Empresarios del transporte y comerciantes de El Salvador se declararon "desesperados" ante las continuas y crecientes extorsiones por parte de pandillas, que cobran "impuestos" hasta de medio millón de dólares mensuales a cambio de no atentar contra la seguridad y bienes privados, informaron fuentes del sector.
"Las extorsiones, la destrucción de bienes de nuestras empresas por parte de las pandillas están a la orden del día (...) y lo que es más grave es que se atenta contra la integridad física de las personas por causa de las extorsiones, se debe poner paro inmediato a este clima de zozobra", aseguró Catalino Miranda.

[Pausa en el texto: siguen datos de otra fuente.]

PR #322, opened 2019-02-20
NavigationBar: update spacing + add documentation

AquiGorka:
This change keeps the alignments in sync for small screens.

### DIFF
--- a/src/components/NavigationBar/NavigationBar.js
+++ b/src/components/NavigationBar/NavigationBar.js
@@ -9,10 +9,12 @@ class NavigationBar extends React.Component {
   static propTypes = {
     onBack: PropTypes.func,
     items: PropTypes.arrayOf(PropTypes.node),
+    compact: PropTypes.bool,
   }
   static defaultProps = {
     onBack: () => {},
     items: [],
+    compact: false,
   }
   state = {
     cachedItems: null,
@@ -29,7 +31,7 @@ class NavigationBar extends React.Component {
     }
   }
   render() {
-    const { onBack, items } = this.props
+    const { onBack, items, compact } = this.props
     const displayedItems = items
       .map((node, index) => ({ node, index }))
       .slice(-1)
@@ -55,6 +57,7 @@ class NavigationBar extends React.Component {
               label={item.node}
               onBack={onBack}
               displayBack={item.index > 0}
+              compact={compact}
               {...styles}
             />
           )}
@@ -64,7 +67,7 @@ class NavigationBar extends React.Component {
   }
 }
 
-const Item = ({ opacity, position, displayBack, onBack, label }) => (
+const Item = ({ opacity, position, displayBack, onBack, label, compact }) => (
   <animated.span
     style={{
       display: 'flex',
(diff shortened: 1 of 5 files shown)


src/components/NavigationBar/NavigationBar.js
```diff
@@ -115,7 +115,6 @@ const Title = styled.span`
 `
 
 const Label = styled.span`
-  padding-left: 30px;
```
sohkai: Wouldn't we still need this at `20px` in case the `BackButton` isn't rendered? Maybe it makes sense to move the `padding-left` to the `Title` and then only the `BackButton` needs to define a `padding-right`?

AquiGorka: When the back button isn't rendered there are two scenarios:

1. `MenuButton` - it takes care of its own padding
1. Nothing to render - the app adds the missing 10px to align the Title.

bpierre: Is it supposed to work with https://github.com/aragon/aragon-ui/pull/322?

It breaks the layout as it is (see the NavigationBar demo):

image

AquiGorka: In this case I can update the demo

bpierre: @AquiGorka What I meant is that I don’t think the default should break?

AquiGorka: Right, so, I'd like us (@sohkai and @bpierre) to define the default value we are using (mobile first I think 20 should be used and medium to larger 30 - similar to the apps app layout [here](https://github.com/aragon/aragon-apps/pull/673/files#diff-2e20014b3077a7461c11aabfbe2c53abR62))

bpierre: Yes that sounds good to me! Let’s try these and see how it looks with the arrow (maybe we’ll have to tweak a bit the spacing between the arrow and the label).

AquiGorka: It has already been implemented [here](https://github.com/aragon/aragon/pull/615)

Sneak peek:
alligned arrow

AquiGorka: @sohkai and @bpierre changes approved?

AquiGorka:
@bpierre you removed the original changes https://github.com/aragon/aragon-ui/pull/322/commits/dce9396863bb28df3fce071d1671ad3f13b6919a, without that change the added padding in the `arrow` button in navigation bar does not keep the alignment.

bpierre:
@AquiGorka yes I pinged you on Rocket Chat about it! The idea I wanted to discuss with you would be to move this exception outside of the component, until we officially support a menu button (if we ever do).

AquiGorka:
@bpierre your suggestion means any usage of `NavigationBar` with `MenuButton` has to remove margin to correctly align for mobile?

bpierre:
@AquiGorka Yes, or more specifically having this inside of `MenuButton`, since it is meant to be used there. Then `MenuButton` can be used normally (see [the demo](https://github.com/aragon/aragon-ui/pull/322/files#diff-2f96ba47345dec33577055cef9126647R50)). Another solution would be to make `NavigationBar` aware of having a `MenuButton` specifically, but since we don’t have this component in aragonUI and might not have it, it feels a bit weird to have an exception for it already.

Miranda, presidente de la Federación de Cooperativas de Transporte (Fecotrans), la gremial más grande de microbuses de transporte público, aseguró que "diariamente los empresarios deben de pagar un impuesto a los pandilleros si no desean tener represalias". En El Salvador operan las temidas pandillas Mara Salvatrucha (MS) y la Mara-18, integradas por decenas de miles de jóvenes, muchos de ellos inmigrantes deportados de Estados Unidos.
Según datos de Fecotrans, en la mayoría de las rutas de microbuses las pandillas han establecido cuotas de entre tres y cinco dólares diarios por unidad. "Hay sectores de autobuses que están pagando hasta medio millón de dólares mensuales a las pandillas y las autoridades no hacen nada al respecto", se lamentó el presidente de la Asociación de Empresarios de Autobuses Salvadoreños (AEAS), Genaro Ramírez.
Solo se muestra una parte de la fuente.